Multiple parasitoid species enhance top-down control, but parasitoid performance is context dependent.

Ecological communities are composed of many species, forming complex networks of interactions. Current environmental changes are altering the structure and species composition of ecological networks, which could modify interactions, either directly or indirectly. To predict changes in the functioning of communities, we need to understand whether species interactions are primarily driven by network structure (i.e. topology) or the specific identities of species (i.e. nodes). Yet, this partitioning of effects is challenging and thus rarely explored. Here we disentangled the influence of network structure and the identities of species on the outcome of consumer-resource interactions using a host-parasitoid system. We used four common community modules in host-parasitoid communities to represent network structure (i.e. host-parasitoid, exploitative competition, alternative host and a combination of exploitative competition and alternative host). We assembled nine different species combinations per community module in a laboratory experiment using a pool of three Drosophila hosts and three larval parasitoid species (Leptopilina sp., Ganaspis sp. and Asobara sp.).

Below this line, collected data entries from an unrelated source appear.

PR #192, opened 2016-05-24
Adapt the permission evaluation to be less restrictive

buehner:
This PR adapts the permission evaluation to be less restrictive. This is necessary in scenarios where NO user is logged in (ROLE_ANONYMOUS), but we still want the permission evaluators to run.


KaiVolland:
LGTM.

PR #193, opened 2016-06-01
Introduces HTTP DELETE to HttpUtil.

KaiVolland:
Title says it all.

### DIFF
--- a/src/shogun2-core/src/main/java/de/terrestris/shogun2/util/http/HttpUtil.java
+++ b/src/shogun2-core/src/main/java/de/terrestris/shogun2/util/http/HttpUtil.java
@@ -85,6 +85,8 @@ public class HttpUtil {
 	 * Performs an HTTP GET on the given URL.
 	 *
 	 * @param url The URL to connect to.
+	 * @param username The Basic authentication username.
+	 * @param password The Basic authentication password.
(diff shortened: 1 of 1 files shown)


src/shogun2-core/src/main/java/de/terrestris/shogun2/util/http/HttpUtil.java
```diff
@@ -600,6 +601,67 @@ public static Response put(URI uri, String body, ContentType contentType) throws
...
+	 * Performs an HTTP DELETE on the given URL.
+	 *
+	 * @param url The URL to connect to.
+	 *
+	 * @return The HTTP response as Response object.
+	 *
+	 * @throws URISyntaxException
+	 * @throws HttpException
+	 */
+	public static Response delete(String url, String username, String password)
```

We compared host suppression and parasitoid performance across community modules and species assemblages to identify general effects linked to network structure and specific effects due to species community composition. We found that multiple parasitoid species enhanced host suppression due to sampling effect, weaker interspecific than intraspecific competition between parasitoids, and synergism. However, the effects of network structure on parasitoid performance were species specific and dependent on the identity of co-occurring species. Consequently, multiple parasitoid species generally strengthen top-down control, but the performance of the parasitoids depends on the identity of either the co-occurring parasitoid species, the alternative host species or both. Our results highlight the importance of preserving parasitoid diversity for ecosystem functioning and show that other effects depend on species community composition, and may therefore be altered by ongoing environmental changes.